Неужели полковнику никогда не рассказывали о таких, как Майкл? Возможно ли, что никто наподобие этого сержанта ему не встречался? Судя по всему, нет, либо он так хотел ее задеть, что ухватился за соломинку. Чертов Чинстреп! Глупо было так кипятиться. Напротив, его стоило пожалеть: как-никак база номер пятнадцать далеко не Маккуори-стрит, а полковник еще не впал в старческое слабоумие. Он весьма недурен собой, и, должно быть, в нем под щегольской армейской формой бурлили те же желания, что и у других мужчин. Ходили слухи, будто он уже многие месяцы крутит роман с хирургической сестрой Хедер Конноли. Что ж, большинство офицеров-медиков позволяли себе здесь легкие шалости: а с кем еще развлекаться на пятнадцатой базе, как не с медсестрами? – так что удачи полковнику Доналдсону.
Карандаш упал на пол по другую сторону стола и закатился под край вытертого ковра, так что Онор пришлось опуститься на корточки, чтобы до него дотянуться.
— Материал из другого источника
PR #240, opened 2017-12-08
Estimate all the coeffs (almost)

local-minimum:
Using all but x0.


local-minimum:
I think the coveralls warning is not related to this PR but that since the origin of this branch coverage has gone down in general due to moving of the tests.

@skymandr I'd like you to specifically look at the maths of this pr. I think it is valid to require x0 to be 0 in the solution or else we will require colony-detection not to be greedy and include pixels surrounding the colony. And that seems like a bad thing to require.

scanomatic/data_processing/calibration.py
```diff
@@ -586,13 +586,13 @@ def _collect_all_included_data(ccc):
...
 def get_calibration_optimization_function(degree=5):
 
-    arr = np.zeros((degree + 1,), np.float)
+    coeffs = np.zeros((degree + 1,), np.float)
 
-    def poly(data_store, c1, cn):
-        arr[-2] = abs(c1)
-        arr[0] = abs(cn)
+    def poly(data_store, *guess):
+        coeffs[:] = np.abs(guess)
```
skymandr: Use `exp` to avoid 0 attractor, but maybe in different PR.

scanomatic/data_processing/calibration.py
```diff
@@ -586,13 +586,13 @@ def _collect_all_included_data(ccc):
...
+        coeffs[-1] = 0
```
skymandr: I think it would be cleaner, and maybe give `leastsq` less of a headache, to exclude the const coeff from the guess and insert it in the call to `polyval` e.g. by `np.r_[coeffs, 0]` or similar.

tests/unit/data_processing/test_calibration.py
```diff
@@ -68,23 +68,9 @@ def test_returns_expected_values(self):
...
-        data = calibration.CalibrationData(
-            source_value_counts=[[10, 2], [3]],
-            source_values=[[1, 2], [3]],
-            target_value=[100, 126]
-        )
-        c1 = -2
-        c2 = -4
-        sums = colony_summer(data, c1, c2)
+        c1 = np.log(2)  # e^x = 2
+        c2 = np.log(4)  # e^x- =4
```
skymandr: Typo in comment (spurious `-` and in inconsistent white space compared to lines 52 and 53). Either fix or remove (if you really feel a comment is needed, please make it more verbose).

tests/unit/data_processing/test_calibration.py
```diff
@@ -703,54 +683,119 @@ def test_too_little_data_raises(self, data_store):
...
+            (8,),
+        ),
+        (
+            calibration.CalibrationData([[2]], [[1]], []),
+            (-99, -99, 0, -99),
+            (4,),
+        ),
+        (
+            calibration.CalibrationData([[2]], [[1]], []),
+            (-99, -99, -99, 0),
```
skymandr: The `-99` is a little opaque. Perhaps replace with a global constant (e.g. `INFINITY`, or `INFTY` or `INF`) and reuse to make clearer what the desired effect is?

PR #242, opened 2017-12-11
Remove xml export

local-minimum:
XML exports haven't been used for a couple of years, so it's time to remove them.

I did need to make the reading of serialized `analysis.model` files possible from before the deprecation and therefore made the matching of if files contains serializations of the models of interest more permissive. Added some tests of this change in the terms of `AnalysisModelFactory`.


tests/unit/models/factories/data/analysis.current.model
```diff
@@ -0,0 +1,173 @@
+[XML]
```
gdetrez: Leftover XML stuff?

tests/unit/models/factories/test_analysis_factory.py
```diff
@@ -33,7 +40,7 @@ def test_model_has_ccc_id(self, analysis_model):
     def test_model_can_serialize(self, analysis_model):
 
         serial = AnalysisModelFactory.serializer.serialize(analysis_model)
-        assert len(serial) == 3
+        assert len(serial) == 2
```
gdetrez: What does this has to do with XML?

scanomatic/generics/abstract_model_factory.py
```diff
@@ -196,9 +197,18 @@ def create(cls, **settings):
         return cls.MODEL(**settings)
 
     @classmethod
-    def all_keys_valid(cls, keys):
-
-        return set(tuple(cls.default_model.keys())).issuperset(keys)
+    def matching_key_set(cls, keys):
```
gdetrez: This method is strange. As far as I understand it checks that the keys in the serialized data are "75% correct", for any "75%"?
If, as I understand, the point is to check update the `all_keys_valid` to ignore the deprecated key related to XML I think a better approach would be to explicitly ignore those keys keys with something like:
`set(keys) - {'deprecated1', 'deprecated2', ...}`

scanomatic/generics/abstract_model_factory.py
```diff
@@ -196,9 +197,18 @@ def create(cls, **settings):
...
+
+        expected = set(tuple(cls.default_model.keys()))
```
gdetrez: Why `tuple`?

scanomatic/generics/abstract_model_factory.py
```diff
@@ -196,9 +197,18 @@ def create(cls, **settings):
...
+        common = len(expected.intersection(keys))
+        diff = len(expected.difference(keys))
+        n_expected = len(expected)
+        n_keys = len(keys)
+        return common > diff and (
+            common == n_expected or
+            common == n_keys or
+            common / float(n_expected) > .75 and common / float(n_keys) > .75
```
gdetrez: Remove `float`?

tests/unit/models/factories/test_analysis_factory.py
local-minimum: Serialization puts nested models in sequence,  so without the XML modell it should be one less

scanomatic/generics/abstract_model_factory.py
local-minimum: fixed

scanomatic/generics/abstract_model_factory.py
local-minimum: fixed

scanomatic/generics/abstract_model_factory.py
local-minimum: in principle yes but then it shouldn't be here but on that specific class.

tests/unit/models/factories/data/analysis.current.model
local-minimum: Fixed

scanomatic/generics/abstract_model_factory.py
local-minimum: Alright I fixed this by putting the specific allowances on the specific factory instead. The strictness was way too allowing to be really meaningful. I'm a bit scared that we might now disallow old, but otherwise usable model-serializations for other models. I don't really want to extend this PR with those tests too though.

local-minimum:
Feel free to merge this next week if you think it is fine :)

local-minimum:
@gdetrez Ping

PR #243, opened 2017-12-11
Image upload endpoint

gdetrez:
Add a new endpoint `/api/scans` to post scans (images). The scans are saved in the project directory according to the current file pattern.

I couldn't identify a clear pattern in the design of the current API endpoints so I designed the new endpoint as a REST API because we are already using it at molflow for other projects and there is plenty of resources and tools for it. I suggest that future endpoint should also use REST.

There is already code in Scan-o-Matic that saves scan images. I did try to refactor this to use the same code as the new endpoint but the image-saving code is quite entangled in the scanning "effector" which proved quite painful to get under tests. Or understand.

### DIFF
--- a/scanomatic/io/scanstore.py
+++ b/scanomatic/io/scanstore.py
@@ -1,0 +1,27 @@
+import os
+from scanomatic.io.paths import Paths
+
+
+class UnknownProjectError(Exception):
+    pass
+
+
+class ScanStore(object):
+    def __init__(self, path):
+        self._path = path
+
+    def add_scan(self, project_fullname, scan):
+        project_dir = os.path.join(self._path, project_fullname)
+        if not os.path.isdir(project_dir):
+            raise UnknownProjectError()
+        project_name = os.path.basename(project_fullname)
+        filename = Paths().experiment_scan_image_pattern.format(
+            project_name,
+            '{:04d}'.format(scan.index),
+            scan.timedelta.total_seconds(),
+        )
+        path = os.path.join(self._path, project_fullname, filename)
+        with open(path, 'w') as f:
+            f.write(scan.image.read())
+            f.flush()
+            os.fsync(f)
--- a/tests/system/conftest.py
+++ b/tests/system/conftest.py
@@ -2,10 +2,15 @@ import pytest
 import requests
 from selenium import webdriver
 
+import py.path
+
 
 @pytest.fixture(scope='session')
 def docker_compose_file(pytestconfig):
-    return pytestconfig.rootdir.join('docker-compose.yml')
+    return [
+        pytestconfig.rootdir.join('docker-compose.yml'),
+        py.path.local(__file__).dirpath().join('docker-compose.override.yml'),
+    ]
 
 
 @pytest.fixture(scope='session')
--- a/tests/system/test_scanner_api.py
+++ b/tests/system/test_scanner_api.py
@@ -1,0 +1,59 @@
+from StringIO import StringIO
+from collections import namedtuple
+from hashlib import sha256
+import httplib
+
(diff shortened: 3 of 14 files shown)


scanomatic/io/scanstore.py
```diff
@@ -0,0 +1,27 @@
...
+    pass
+
+
+class ScanStore(object):
+    def __init__(self, path):
+        self._path = path
+
+    def add_scan(self, project_fullname, scan):
+        project_dir = os.path.join(self._path, project_fullname)
+        if not os.path.isdir(project_dir):
```
local-minimum: You see us making another api-endpoint for creating a project too then? Seems reasonable. Just wanted to be sure.

tests/system/conftest.py
```diff
@@ -2,10 +2,15 @@
...
 
+import py.path
+
 
 @pytest.fixture(scope='session')
 def docker_compose_file(pytestconfig):
-    return pytestconfig.rootdir.join('docker-compose.yml')
+    return [
+        pytestconfig.rootdir.join('docker-compose.yml'),
+        py.path.local(__file__).dirpath().join('docker-compose.override.yml'),
```
local-minimum: Just as a question, is it a benefit versus `os.path.dirname(__file__)`?

tests/system/test_scanner_api.py
```diff
@@ -0,0 +1,59 @@
...
+
+@pytest.fixture
+def image():
+    data = b'I am an image'
+    return namedtuple('image', ['image', 'filename', 'digest'])(
+        StringIO(data), 'my_image.tiff', sha256(data).hexdigest()
+    )
+
+
+def get_nb_of_images(scanomatic, project):
```
local-minimum: typo? `nb` => `nr`

tests/system/test_scanner_api.py
```diff
@@ -0,0 +1,59 @@
...
+    response = requests.get(
+        scanomatic + '/api/tools/path/root/{}'.format(project),
+        params={'suffix': '.tiff', 'isDirectory': 0, 'checkHasAnalysis': 0},
```
local-minimum: To be sure this works, the tests needs to ensure that there's nothing in that directory before it starts, because if there are other tests that create folders in the same directory the count will be wrong.

tests/unit/ui_server/test_experiment_api.py
```diff
@@ -88,3 +106,61 @@ def test_dont_keep_previous_qc(self, validator_mock, test_app):
         })
         assert response.status_code == 200
         assert json.loads(response.data)['success']
+
+
+class TestPostScan:
```
local-minimum: I would like a test with a bad `digest`.

gdetrez: There's a unit test

scanomatic/io/scanstore.py
gdetrez: Maybe.
In retrospect I actually wish we had gone through the whole process before picking this task...

tests/system/conftest.py
gdetrez: Not really. Just a bit nicer API.

tests/system/test_scanner_api.py
gdetrez: Interesting. *nb* is probably a "[frenshism](https://fr.wiktionary.org/wiki/Nb.)" but as far as I can tell *nr* might be a "[swedishism](https://en.wiktionary.org/wiki/nr.#Swedish)" :stuck_out_tongue_winking_eye:.
(The recommended English abbreviation being *no*.)
I think I'll just spell it out...

PR #246, opened 2018-01-02
Reactivate ccc test

local-minimum:
We had a skipped ccc-test due to lacking real and good data.
Made such data, reactivated the test.
To make the test work well I also needed to make sure colonies came in a good order so I made them sort by measured size (will affect the histogram sort order on ccc too now).


scanomatic/data_processing/calibration.py
```diff
@@ -714,32 +726,25 @@ def construct_polynomial(identifier, power):
...
-    modes = [
-        values[np.argmax(counts)] for values, counts in
-        zip(data_store.source_values, data_store.source_value_counts)
-    ]
-    sort_order = np.argsort(modes)
-    values = [data_store.source_values[colony] for colony in sort_order]
-    counts = [data_store.source_value_counts[colony] for colony in sort_order]
-    value_sorts = [np.argsort(vector) for vector in values]
+    if data_store.source_values:
+        min_values = min(min(vector) for vector in data_store.source_values)
```
skymandr: This is actually a scalar, so the plural s is perhaps misleading. No biggie though.

tests/unit/data_processing/test_calibration.py
```diff
@@ -129,6 +129,12 @@ def edit_bad_slope_ccc():
     calibration.reload_cccs()
 
 
+@pytest.fixture(scope='function')
+def full_ccc():
+    _ccc = _fixture_load_ccc('data/TESTUMz.ccc')
```
skymandr: `TESTUMz`? A pretty opaque name...

local-minimum: :grin: Was the name generated by the ccc. Figured it might be useful to use actual naming conventions of the files as they are made by the CCC, Maybe not? I can change if you think not.

scanomatic/data_processing/calibration.py
local-minimum: Yes but and I wasn't sure what I thought best. `values` and `counts` makes the names makes the connection to the `source_values` and `source_value_counts` a bit clearer. Can change if you want to.

skymandr: Yeah, I wasn't sure either. Your call.

tests/unit/data_processing/test_calibration.py
skymandr: It's probably fine if that's what the CCC produces, though why it uses that naming convention I don't know..?

PR #247, opened 2018-01-04
New year's cleanin'

local-minimum:
Key features:

* external js now resides in own folder and has own endpoint
* all endpoints that deliver pages are now in `ui_pages.py`
* in `ui_server.py` now only remains resource-endpoints.
* no more mixed api/page serving endpoints.
* cleaning up the experiment api
* system tests that checks that pages and resources can be accessed.
* fixed failing tests due to new api-endpoints
* removed some unused stuff
* fixed some lint errors.

**Note:** While this does not really introduce any new lint errors, there are a million long lines that appear as changed just because code moved around or lost a bit of indentation. These will not be fixed in this PR.


scanomatic/ui_server_data/qc_norm.html
```diff
@@ -3,18 +3,19 @@
     <head>
         <title>Quality Control Prototype</title>
         <meta charset="utf-8" />
-        <script src="js/jquery-2.2.3.js"></script>
-        <script src="js/bootstrap.js"></script>
-        <script src="js/d3.js"></script>
+        <script src="js/external/jquery.js"></script>
+        <script src="js/external/bootstrap.js"></script>
+        <script src="js/external/d3.js"></script>
```
skymandr: Where do we use d3? I thought you opted for another library? Or does that one depend on d3? General question: are we using minimised versions of externals when we can?

scanomatic/ui_server_data/maintain.html
```diff
@@ -20,61 +19,9 @@ <h2 id="version-info">Checking version...</h2>
             <p><em>
                 If Scan-o-Matic currently have jobs it is working on or in
                 queue, it is generally not recommended to do anything to the
-                server.  In most cases it still should be alright, but some
-                cases remain to be fully tested and verified (especially
-                rebooting server while scanning projects are running).
-                Shutting down the server while scanning experiments are running
-                will always cause issues as the server is needed to acquire
-                scanners.
+                server. You will terminate all.
```
skymandr: all what?

scanomatic/ui_server_data/qc_norm.html
local-minimum: I think qc uses it still. Or somewhere. It was used anyhow

scanomatic/ui_server_data/js/analysis.js
```diff
@@ -136,24 +136,24 @@ function get_regridding_setting(i) {
...
     path = get_dir();
     get_path_suggestions(
         input,
         true,
-        "",
+        '',
         null,
         function(data, status) {
 
             //TODO: For some reason popup don't appear...
```
skymandr: Still an issue?

scanomatic/ui_server/management_api.py
```diff
@@ -1,187 +1,65 @@
...
-                os.kill(proc_id, signal.SIGKILL)
-                server_ids.add(proc_id)
-
-            if rpc_client.online:
-                return jsonify(success=False,
-                               reason="Tried to kill processes {0}, but somehow server is online".format(server_ids))
-
-            return jsonify(success=True)
-
     @app.route("/api/app/<action>", methods=['post', 'get'])
```
skymandr: This endpoint seems completely superfluous now. Why not just `/api/app/version`?

scanomatic/ui_server_data/js/analysis.js
local-minimum: Sometimes you have to type stuff for it to start to appear, no real point in working on it, rather fix when upping to react or so.

scanomatic/__init__.py
```diff
@@ -1,19 +1,18 @@
 #!/usr/bin/env python
 """Part of analysis work-flow that holds a grid arrays"""
+import os
 
 __author__ = "Martin Zackrisson"
 __copyright__ = "Swedish copyright laws apply"
 __credits__ = ["Martin Zackrisson", "Mats Kvarnstroem", "Andreas Skyman", ""]
```
skymandr: And Gregoire and Fredrik?

scanomatic/__init__.py
```diff
@@ -1,19 +1,18 @@
...
 __license__ = "GPL v3.0"
-__version__ = "v2.0.4"
+__version__ = "v2.1.6"
 __maintainer__ = "Martin Zackrisson"
 __email__ = "martin.zackrisson@gu.se"
```
skymandr: No longer valid?

scanomatic/ui_server_data/maintain.html
local-minimum: The world :)  Fixed...

scanomatic/ui_server_data/qc_norm.html
skymandr: ok

scanomatic/ui_server/management_api.py
local-minimum: agree, fixed.

scanomatic/__init__.py
local-minimum: True that. Perhaps @gdetrez and @dindinoh could PR on it if they want in on the credz.

scanomatic/ui_server_data/js/analysis.js
skymandr: I agree. Just wondered if perhaps it had been solved as an unforseen side effect! =)

I don't suggest you do it, but do you think an xfailing test could be written for this?

scanomatic/__init__.py
local-minimum: Version changes aren't really valid but they show in the app and ensure you don't load outdated js/css/fonts/html so I don't think it hurts upping numbers and keeping them.

scanomatic/ui_server_data/js/analysis.js
local-minimum: It's at system-test level basically... not sure it is worth time it takes to write it.

scanomatic/__init__.py
skymandr: I meant your email.

scanomatic/ui_server_data/js/analysis.js
skymandr: Ok. Perhaps make an issue for it if there isn't one?

local-minimum: I'll make a task for what would invalidate the issue instead.

scanomatic/__init__.py
local-minimum: true, don't want mails though :grinning:  
will remove in next PR instead

local-minimum:
Should add I've clicked about and tried doing a lot of the stuff in the UI.

scanomatic/__init__.py
skymandr: Ok.

scanomatic/__init__.py
skymandr: Ok.

scanomatic/ui_server/management_api.py
skymandr: Looks good to me now.

scanomatic/ui_server_data/js/analysis.js
skymandr: Good.

PR #248, opened 2018-01-04
Remove stuff

local-minimum:
Since this is based on #247, I recommend waiting wit review until that one is merged.
This removes a lot of stuff, but should be fairly easy to follow after that other is merged.

Removes modules (both js and py), removes some scripts. Removes some functions that were useless or not used.


scanomatic/ui_server_data/js/analysis.js
```diff
@@ -2,7 +2,7 @@ var gridplates = null;
 var localFixture = true;
 var path = '';
 
-function toggleLocalFixture(caller) {
+function analysisToggleLocalFixture(caller) {
```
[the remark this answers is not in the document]
local-minimum: It is used, by the html

scanomatic/ui_server_data/js/compile.js
```diff
@@ -120,7 +120,7 @@ function setOnAllImages(included) {
 }
 
 
-function toggleLocalFixture(caller) {
+function compileToggleLocalFixture(caller) {
```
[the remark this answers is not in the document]
local-minimum: It is used, by the html

scanomatic/ui_server_data/js/analysis.js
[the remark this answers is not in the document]
local-minimum: Is used by the html

scanomatic/ui_server_data/js/compile.js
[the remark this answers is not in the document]
local-minimum: Is used by the html

scanomatic/__init__.py
```diff
@@ -6,9 +6,8 @@
 __copyright__ = "Swedish copyright laws apply"
 __credits__ = ["Martin Zackrisson", "Mats Kvarnstroem", "Andreas Skyman", ""]
 __license__ = "GPL v3.0"
-__version__ = "v2.1.6"
+__version__ = "v2.1.7"
```
skymandr: What's the bump policy on this?

local-minimum: `[0-9].[0-9].[0 - 999]` last digit can be increased per commit if one pleases. Middle some sort of relevant change, first major release, think SoM as a service would be 3.0.0 or so, v2.2.0 might be the first that drops the ability to scan by itself. Adding CCC ior other substantial features definitely a new middle.

scanomatic/ui_server_data/js/fixtures.js
```diff
@@ -296,10 +287,6 @@ function testAsGrayScale(plate) {
     }
 }
 
-function OnEnterFixtureName() {
-    SetAllowDetect();
-}
-
 function SetAllowDetect() {
```
skymandr: Is this tested?

scanomatic/__init__.py
skymandr: I find these guidelines very helpful: https://semver.org/

scanomatic/ui_server_data/js/fixtures.js
local-minimum: There's system-test for creating fixtures in the UI no. But I tested it now. It works as intended.

scanomatic/__init__.py
local-minimum: Kind of like that but not strict. Inspired by.

skymandr: I think that's a discussion worth having. Since the version system looks like semantic versioning, some users may expect a minor bump to be backwards compatible, which is not the case for the removal of scanning for instance, so maybe that should rather be a major. By the similar argument, this PR should perhaps bump the minor rather than the third.

skymandr: (I think this might also be what pip etc. assume, so it's worth thinking about what we mean and how it will be interpreted.)

local-minimum: Discussion sure, I'm 100% non of current users know anything about this and just expect it to increment... I can change, but major release would be semantically wrong in the context of its own version history.

local-minimum: But discussion shouldn't be here though.

PR #252, opened 2018-01-11
Rename folder `ccc` to `src`

local-minimum:
Since we're getting more stuff that needs compiling and we want to reuse components and such this moves all the ccc-files and changes some names were needed.


webpack.config.js
```diff
@@ -1,6 +1,6 @@
 module.exports = {
     entry: {
-        ccc: ['./scanomatic/ui_server_data/js/ccc/index.jsx'],
+        ccc: ['./scanomatic/ui_server_data/js/src/ccc_index.jsx'],
```
gdetrez: Maybe just `ccc.js`?

scanomatic/ui_server_data/js/src/api.js
```diff
@@ -41,6 +39,8 @@ class API {
     }
 }
 
+export const HasJquery = () => !!$;
```
gdetrez: Remove

local-minimum: fixed

webpack.config.js
local-minimum: fixed

PR #263, opened 2018-01-22
Add "Z" to ScanJob start datetime serialization

gdetrez:
- Update the serialization datetime in the API to be in the format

Усевшись наконец в кресло, она подумала: интересно, о чем может говорить с полковником Хедер Конноли? Ведь они, наверное, о чем-то разговаривают. Невозможно ведь все время, каждую минуту предаваться любви. До войны практикующий невролог Уоллес Доналдсон живо интересовался малоизвестными заболеваниями позвоночника и спинного мозга с длинными, совершенно непроизносимыми названиями, которые вдобавок писались через дефис. Возможно, о них он и беседовал с сестрой Конноли, а заодно жаловался, что редкие заболевания позвоночника не встретишь в госпитале, где врачам приходится иметь дело со спинами, грубо, ужасно, непоправимо изуродованными пулями или шрапнелью. А может, он рассказывал любовнице о своей жене, хранительнице домашнего очага, что ждала его где-нибудь в пригородах Сиднея? Мужчины обычно охотно говорят о своих женах и совершенно не сомневаются, что их жены и любовницы стали бы близкими подругами, если бы позволила общественная мораль. Ну разумеется. Думать иначе значило бы заподозрить, что они ошибались и в своих суждениях, и в выборе женщин.